Mount Fuji in a Thunderstorm

Edo period (1615-1868), circa 1831

An oban yoko-e print entitled Sanka haku-u (White Rain Below the

Mountain), from the series Fugaku sanjurokkei (36 Views of Mount Fuji),

depicting the mountain, its peak and steep upper slopes capped with

snow, rising majestically above billowing thunderclouds, with stylized

forks of lightning at lower right, signed Hokusai aratame Iitsu hitsu

10 x 14 1/2in (25.4 x 36.8cm)

$200,000 - 300,000

Published by Nishimuraya Yohachi (Eijudo) and titled in Japanese

Sanka haku-u or White Rain Below the Mountain, this world-famous

depiction of Japan’s tallest mountain has acquired a wide range of

non-Japanese titles since it first came to global notice around 150

years ago: Douche en dessous du sommet, Sudden Shower beneath

the Summit, Rainstorm beneath the Summit, Mount Fuji above the

Lightning or even the Black Fuji, testament indeed to its enduring

popularity among European and American lovers of Japanese art.

Along with two other prints from the same series of views of Mount

Fuji, known outside Japan as the Great Wave and the Red Fuji, it is not

just one of Hokusai’s best-known prints but one of the most familiar

images in the whole of East Asian art or even world art.
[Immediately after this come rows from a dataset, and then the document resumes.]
PR #4, opened 2021-07-20
[ADD] sale_coupon_multi_gift: New module

chienandalu:
This module allows to define multiple reward products on promotions.

To configure multiple product criterias:

#. Go to *Sales > Catalog > Coupon Programs* and select or create a new one.
#. Choose the criteria of appliance you want to use and the minimum quantities, that
   will be used to calculate the times the rewards can be applied.
#. On the *Reward Type* field choose *Multi Gift*.
#. You'll see a now the *Gift list* on which you can add the products you want to give
   away and the quantities for each of them.

An example:

| Qty |  Product  |
|-----|-----------|
|   3 | Product A |
|   2 | Product B |

With a minimum quantity of 3, for every 3 units of products that fulfill the domain
we'd get 3 units of A and 2 of B. So if the valid products quantities are 11, we'd
get 9 of product A and 6 of product B.

cc @Tecnativa TT30850

please review @CarlosRoca13 @pedrobaeza


CarlosRoca13 (commented):
IDK if next error is related with this module, but when I try to access to some created program I'm getting this error 
image

chienandalu:
Fixed @CarlosRoca13

chienandalu:
Ready for review

CarlosRoca13 (approved):

sale_coupon_multi_gift/README.rst
```diff
@@ -0,0 +1,113 @@
...
+
+**Table of contents**
+
+.. contents::
+   :local:
+
+Configuration
+=============
+
+To configure multiple product criterias:
```
pedrobaeza:
```suggestion
To configure multiple product rewards:
```

sale_coupon_multi_gift/models/sale_coupon_program.py
```diff
@@ -0,0 +1,40 @@
...
+
+    def _compute_order_count(self):
+        """Relay on the order line link for this programas instead of the discount
+        products"""
+        multi_gift_programs = self.filtered(lambda x: x.reward_type == "multi_gift")
+        super(SaleCouponProgram, self - multi_gift_programs)._compute_order_count()
+        for program in multi_gift_programs:
+            orders = (
+                self.env["sale.order.line"]
+                .search(
```
pedrobaeza: Use `read_group` here for performance

sale_coupon_multi_gift/models/sale_coupon_program.py
```diff
@@ -0,0 +1,40 @@
+# Copyright 2021 Tecnativa - David Vidal
+# License AGPL-3.0 or later (https://www.gnu.org/licenses/agpl).
+from odoo import models
+
+
+class SaleCouponProgram(models.Model):
+    _inherit = "sale.coupon.program"
+
+    def _compute_order_count(self):
+        """Relay on the order line link for this programas instead of the discount
```
pedrobaeza:
```suggestion
        """Relay on the order line link for these programs instead of the discount
```

sale_coupon_multi_gift/models/sale_coupon_program.py
```diff
@@ -0,0 +1,40 @@
...
+                )
+                .mapped("order_id")
+            )
+            program.order_count = len(orders)
+
+    def action_view_sales_orders(self):
+        res = super().action_view_sales_orders()
+        if self.reward_type != "multi_gift":
+            return res
+        orders = (
```
pedrobaeza, line 29: Cover this with a direct test of the method.

sale_coupon_multi_gift/models/sale_coupon_multi_gift.py
```diff
@@ -0,0 +1,21 @@
+# Copyright 2021 Tecnativa - David Vidal
+# License AGPL-3.0 or later (https://www.gnu.org/licenses/agpl).
+from odoo import fields, models
+
+
+class SaleCouponGift(models.Model):
+    _name = "sale.coupon.multi.gift"
```
pedrobaeza: Why not being in the same file than reward one being a o2m child? And the name can also be `sale.coupon.reward.product_line` or similar

sale_coupon_multi_gift/models/sale_coupon_multi_gift.py
```diff
@@ -0,0 +1,21 @@
...
+    _description = "Coupon Multi Gift"
+
+    coupon_reward_id = fields.Many2one(comodel_name="sale.coupon.reward")
+    reward_product_quantity = fields.Integer(
```
pedrobaeza: This shouldn't be the requirement, but the reward quantity. You should also not consider multiple quantities. The gift is rewarded or not, not X times rewarded.

sale_coupon_multi_gift/security/ir.model.access.csv
```diff
@@ -0,0 +1,3 @@
+id,name,model_id/id,group_id/id,perm_read,perm_write,perm_create,perm_unlink
+access_multi_gift_salesman,salesman,model_sale_coupon_multi_gift,sales_team.group_sale_salesman,1,0,0,0
+access_multi_gift_manager,multi_gift manager,model_sale_coupon_multi_gift,sales_team.group_sale_manager,1,1,1,1
```
pedrobaeza: Is this in line with main coupon tables permissions?

pedrobaeza (changes requested):

sale_coupon_multi_gift/security/ir.model.access.csv
chienandalu: Yes

sale_coupon_multi_gift/models/sale_coupon_multi_gift.py
chienandalu: Changed

sale_coupon_multi_gift/models/sale_coupon_program.py
chienandalu: Done

sale_coupon_multi_gift/models/sale_coupon_program.py
chienandalu: Done

sale_coupon_multi_gift/models/sale_coupon_multi_gift.py
chienandalu: Changes done :+1:

sale_coupon_multi_gift/models/sale_coupon_program.py
```diff
@@ -0,0 +1,38 @@
...
+        for program in multi_gift_programs:
+            orders = self.env["sale.order.line"].read_group(
+                [
+                    ("state", "not in", ["draft", "sent", "cancel"]),
+                    ("coupon_program_id", "=", program.id),
+                ],
+                ["order_id"],
+                ["order_id"],
+            )
+            program.order_count = len(orders)
```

Occupying a larger proportion of the pictorial space than it does

in any other Hokusai view of Fuji, the mountain is seen from the

west, late on a summer afternoon, when “white rain,” a sudden

thunderstorm bursting from a previously clear sky, drenches its lower

slopes, dark thunderclouds at right contrasting with sunlit clouds at

left and a red bolt of lightning below.

The present lot exhibits several features associated with earlier

impressions of Sanka haku-u, among them the darker clouds at

right and the bokashi (partially wiped) graduated bands of the sky

above Fuji. Outstanding examples are preserved in several of the

world’s finest collections of Japanese art, including the Museum of

Fine Arts, Boston (four impressions: 06.1139, 11.25222, 21.6757,

21.6758); the British Museum (two impressions: 1906,1220,0.526,

1937,0710,0.120); the Metropolitan Museum of Art, New York

(JP11); Harvard University Art Museums (1933.4.2700); the Honolulu

Academy of Arts; and the Art Institute of Chicago; for the last two

see Tokyo National Museum, Hokusai, exhibition catalogue, October

25-December 4, 2005, cat. nos. 288 and 289.